[[ Working data open ]]

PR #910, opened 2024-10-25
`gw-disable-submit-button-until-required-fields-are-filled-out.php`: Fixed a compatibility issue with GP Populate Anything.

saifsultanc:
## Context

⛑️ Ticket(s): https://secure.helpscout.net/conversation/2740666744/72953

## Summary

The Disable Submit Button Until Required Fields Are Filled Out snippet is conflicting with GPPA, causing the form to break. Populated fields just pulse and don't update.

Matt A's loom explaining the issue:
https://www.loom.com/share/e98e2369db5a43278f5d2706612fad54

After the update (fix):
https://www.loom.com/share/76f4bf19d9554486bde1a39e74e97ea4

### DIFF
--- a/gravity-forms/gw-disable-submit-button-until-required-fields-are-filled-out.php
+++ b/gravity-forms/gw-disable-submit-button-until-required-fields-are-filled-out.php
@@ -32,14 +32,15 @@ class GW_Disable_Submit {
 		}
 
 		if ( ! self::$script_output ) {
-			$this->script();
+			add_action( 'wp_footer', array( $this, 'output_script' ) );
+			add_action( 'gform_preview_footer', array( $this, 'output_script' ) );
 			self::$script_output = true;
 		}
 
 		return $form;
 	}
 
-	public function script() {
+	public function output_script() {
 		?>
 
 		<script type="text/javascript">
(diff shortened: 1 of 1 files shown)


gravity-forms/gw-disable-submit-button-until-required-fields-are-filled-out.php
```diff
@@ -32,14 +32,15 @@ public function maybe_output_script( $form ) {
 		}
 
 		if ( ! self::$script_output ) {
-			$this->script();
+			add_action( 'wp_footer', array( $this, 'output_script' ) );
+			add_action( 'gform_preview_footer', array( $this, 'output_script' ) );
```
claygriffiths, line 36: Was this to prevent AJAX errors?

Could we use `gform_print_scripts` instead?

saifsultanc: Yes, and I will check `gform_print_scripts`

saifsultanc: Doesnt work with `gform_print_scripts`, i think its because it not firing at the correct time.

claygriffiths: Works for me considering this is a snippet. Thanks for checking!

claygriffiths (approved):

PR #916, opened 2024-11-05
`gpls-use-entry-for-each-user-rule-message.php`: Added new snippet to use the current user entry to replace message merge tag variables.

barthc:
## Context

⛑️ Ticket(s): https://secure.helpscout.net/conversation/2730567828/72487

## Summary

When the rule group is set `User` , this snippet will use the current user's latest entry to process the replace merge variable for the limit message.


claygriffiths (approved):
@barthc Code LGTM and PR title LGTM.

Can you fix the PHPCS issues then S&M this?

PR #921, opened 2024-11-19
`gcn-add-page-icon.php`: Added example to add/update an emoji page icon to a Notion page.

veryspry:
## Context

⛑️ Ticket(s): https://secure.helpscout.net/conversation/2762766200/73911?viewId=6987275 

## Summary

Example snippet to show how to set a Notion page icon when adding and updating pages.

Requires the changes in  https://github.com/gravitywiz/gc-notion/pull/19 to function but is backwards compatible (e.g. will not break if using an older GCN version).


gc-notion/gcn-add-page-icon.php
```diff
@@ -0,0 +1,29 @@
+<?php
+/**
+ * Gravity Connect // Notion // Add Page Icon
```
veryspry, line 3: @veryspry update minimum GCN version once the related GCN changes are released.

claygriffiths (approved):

[[ Working data closed ]]
[[ Working data open ]]

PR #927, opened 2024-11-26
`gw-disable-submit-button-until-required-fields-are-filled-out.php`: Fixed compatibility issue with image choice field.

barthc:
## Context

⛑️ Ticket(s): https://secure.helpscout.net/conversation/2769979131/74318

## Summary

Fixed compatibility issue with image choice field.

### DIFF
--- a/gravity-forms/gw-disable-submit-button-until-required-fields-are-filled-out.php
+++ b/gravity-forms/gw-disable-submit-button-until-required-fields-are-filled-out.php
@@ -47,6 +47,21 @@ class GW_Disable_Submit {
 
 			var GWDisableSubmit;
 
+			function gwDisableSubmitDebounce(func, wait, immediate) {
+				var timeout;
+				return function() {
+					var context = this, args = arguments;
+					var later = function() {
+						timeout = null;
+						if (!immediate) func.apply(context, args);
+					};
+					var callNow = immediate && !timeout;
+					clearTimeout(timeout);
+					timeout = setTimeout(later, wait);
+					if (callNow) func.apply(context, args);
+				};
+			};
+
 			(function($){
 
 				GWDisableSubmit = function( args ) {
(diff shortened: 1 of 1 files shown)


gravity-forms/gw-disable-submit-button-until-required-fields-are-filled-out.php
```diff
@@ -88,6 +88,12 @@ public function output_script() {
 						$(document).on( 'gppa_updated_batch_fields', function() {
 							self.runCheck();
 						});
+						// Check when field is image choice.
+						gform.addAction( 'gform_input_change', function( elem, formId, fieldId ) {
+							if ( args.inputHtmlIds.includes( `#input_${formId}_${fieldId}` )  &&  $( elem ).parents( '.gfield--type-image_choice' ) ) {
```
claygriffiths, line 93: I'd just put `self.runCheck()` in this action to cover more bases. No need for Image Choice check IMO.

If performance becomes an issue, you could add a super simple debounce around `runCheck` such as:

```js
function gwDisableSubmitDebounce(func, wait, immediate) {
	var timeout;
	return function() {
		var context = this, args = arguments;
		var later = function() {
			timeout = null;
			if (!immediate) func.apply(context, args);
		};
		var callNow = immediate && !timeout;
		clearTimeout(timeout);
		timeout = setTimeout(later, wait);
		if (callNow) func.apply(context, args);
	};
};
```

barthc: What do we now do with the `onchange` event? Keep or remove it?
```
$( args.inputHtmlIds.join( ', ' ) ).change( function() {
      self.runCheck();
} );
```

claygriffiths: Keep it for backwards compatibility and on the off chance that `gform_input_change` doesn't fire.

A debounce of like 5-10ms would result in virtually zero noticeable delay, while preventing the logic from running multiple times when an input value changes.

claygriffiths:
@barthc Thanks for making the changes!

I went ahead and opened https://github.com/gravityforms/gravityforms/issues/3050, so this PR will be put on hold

[[ Working data closed ]]

Problem to work on: Filter the listing by the string "message"; copy each matching line.

Solution below:
`gpls-use-entry-for-each-user-rule-message.php`: Added new snippet to use the current user entry to replace message merge tag variables.
When the rule group is set `User` , this snippet will use the current user's latest entry to process the replace merge variable for the limit message.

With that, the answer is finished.